# Merlin Pro Staff Announcement



## Pinwheel 12 (Jun 11, 2002)

On behalf of Merlin Compound bows and Merlin USA, I am pleased to announce the addition of JEFF BUTTON (CHPro) to the 2004 Merlin Factory Pro Staff. Jeff has been around the Professional Circuit for some time and is well respected by his peers. We feel he will represent us well and make a fine ambassador. Welcome aboard Jeff! Pinwheel 12


----------



## Black Frog (Jun 11, 2002)

All right Jeff!!! It's about time you "saw the light"!  

Merlin couldn't have asked for a better guy to represent them!

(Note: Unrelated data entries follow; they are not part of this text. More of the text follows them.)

PR #139, opened 2021-02-10
decrease retry for collectors

viennaa:
in case of a complete reset it could lead to a waiting collector, even though the inventory has finished the run. It just wasn't ready at the time the collector was respawned


richardtief (approved):
agree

Jeff, will you be using a Merlin at State coming up in Feb?


----------



## I BOW 2 (May 22, 2002)

*Cheeze Wiz!*

I always knew that Merlins were pretty Cheezzy! Good luck Jeff and you still have to buy me some Ice Cream!  Ken


----------



## Sagittarius (May 22, 2002)

Congratulations, Jeff.
That's fantastic news!
About time you get to shoot some world class stuff like Ol' Sag 


Sag.


----------



## deadx (Aug 6, 2002)

OK Jeff, how much ice cream did they bribe you with! Nice going buddy. Merlin has a great shooter and archery representative and you have a great bow in your hands and nice folks to work with. I see big things down the road for all involved.


----------



## Z-Archery (Dec 6, 2003)

*Merlin - Button the marriage*

Hey Jeff; Good luck with your new bows, Us homeboys know they could not have found a better representative for there products. Have a great Year!


----------



## Pro1 (May 21, 2002)

*GREAT*

Knew this was coming and I STILL think it is great.. Welcome to the team Jeff and It will be GREAT having you as a fellow team member ....Pro1


----------



## archerycharlie (Nov 4, 2002)

*"ATTA BOY JEFF"*

Good luck with the new bows. Will be seeing you before long in Iowa. Hope the weather hold out and stays nice this year. Ya gotta do what ya gotta do. charlie


----------



## Paradox (Nov 7, 2002)

Congrats Jeff! Hope to see you shooting the new rig this weekend!

Paradox


----------



## x-ring-1 (Oct 31, 2002)

*great Addition*

Merlin got their selfs a great representative in Jeff!!! Congrats to Jeff and Merlin.


----------



## Capo (May 21, 2002)

Hey ditto on the congratulations ChPro.

Between you and Pro1, I'd say that Merlin has a real sweet shot at Vegas this year. Good luck to you both.

So are you going to shoot the SuperNova or the MAX 3000?


----------



## Jbird (May 21, 2002)

*Congrats to Merlin*

You have definitely signed one of the nicest guys in the Pro ranks.
Jbird


----------



## Champion Shootr (Feb 12, 2003)

Congrats CHPro, now bring that new rig to Omro this weekend and lets see what she can do.


----------



## RobVos (May 23, 2002)

CHPro -- congrats!!

I am sure Merlin is delighted to have you as you are a great Pro in every aspect of the word.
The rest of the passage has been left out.